Task objective:
Return each line of the data below that contains the string "integration".

Collected data
■ ■ ■ ■ ■ ■ ■
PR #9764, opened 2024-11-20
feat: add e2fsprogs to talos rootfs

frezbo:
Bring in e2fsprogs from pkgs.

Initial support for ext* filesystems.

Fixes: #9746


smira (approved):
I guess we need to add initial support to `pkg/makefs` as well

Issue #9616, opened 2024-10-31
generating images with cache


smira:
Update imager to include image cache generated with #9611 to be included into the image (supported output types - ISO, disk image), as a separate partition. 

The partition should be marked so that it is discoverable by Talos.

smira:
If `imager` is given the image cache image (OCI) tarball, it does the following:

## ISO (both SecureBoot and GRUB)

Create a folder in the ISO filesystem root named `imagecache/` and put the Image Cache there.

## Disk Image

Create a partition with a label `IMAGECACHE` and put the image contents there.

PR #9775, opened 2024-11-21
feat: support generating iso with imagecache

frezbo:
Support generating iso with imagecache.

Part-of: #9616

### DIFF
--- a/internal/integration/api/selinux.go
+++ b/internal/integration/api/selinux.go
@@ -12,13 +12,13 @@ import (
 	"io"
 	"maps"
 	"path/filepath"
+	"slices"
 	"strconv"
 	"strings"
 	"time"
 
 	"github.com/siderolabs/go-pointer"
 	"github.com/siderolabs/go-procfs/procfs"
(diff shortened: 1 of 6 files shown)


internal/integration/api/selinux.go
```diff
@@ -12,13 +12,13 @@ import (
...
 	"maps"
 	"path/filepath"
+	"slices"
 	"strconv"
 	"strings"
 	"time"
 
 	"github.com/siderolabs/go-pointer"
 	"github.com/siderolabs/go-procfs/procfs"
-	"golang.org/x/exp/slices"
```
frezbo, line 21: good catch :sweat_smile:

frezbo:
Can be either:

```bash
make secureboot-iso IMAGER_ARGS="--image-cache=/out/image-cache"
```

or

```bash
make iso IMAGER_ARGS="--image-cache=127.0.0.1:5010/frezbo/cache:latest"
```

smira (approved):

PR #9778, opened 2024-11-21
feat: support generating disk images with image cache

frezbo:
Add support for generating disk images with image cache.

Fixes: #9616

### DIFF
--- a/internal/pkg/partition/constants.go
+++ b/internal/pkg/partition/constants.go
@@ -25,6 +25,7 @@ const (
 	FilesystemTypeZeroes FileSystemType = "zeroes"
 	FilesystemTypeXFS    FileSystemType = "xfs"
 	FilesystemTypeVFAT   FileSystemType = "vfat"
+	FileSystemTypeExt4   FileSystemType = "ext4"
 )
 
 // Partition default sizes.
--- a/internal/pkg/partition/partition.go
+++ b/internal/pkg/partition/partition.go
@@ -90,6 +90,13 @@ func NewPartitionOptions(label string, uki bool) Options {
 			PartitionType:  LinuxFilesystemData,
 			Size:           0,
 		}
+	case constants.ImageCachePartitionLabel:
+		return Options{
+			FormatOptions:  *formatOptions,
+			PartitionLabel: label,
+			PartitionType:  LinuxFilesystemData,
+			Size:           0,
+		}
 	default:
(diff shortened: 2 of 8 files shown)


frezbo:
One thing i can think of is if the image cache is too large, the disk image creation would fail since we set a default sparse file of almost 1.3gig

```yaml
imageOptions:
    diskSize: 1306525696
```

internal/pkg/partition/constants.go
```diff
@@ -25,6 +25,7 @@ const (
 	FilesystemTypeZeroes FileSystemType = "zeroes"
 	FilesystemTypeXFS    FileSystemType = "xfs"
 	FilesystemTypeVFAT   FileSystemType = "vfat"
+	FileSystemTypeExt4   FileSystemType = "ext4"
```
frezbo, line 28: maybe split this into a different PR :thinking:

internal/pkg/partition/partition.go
■ ■ ■ ■ ■ ■ ■
Output:
--- a/internal/integration/api/selinux.go
+++ b/internal/integration/api/selinux.go
internal/integration/api/selinux.go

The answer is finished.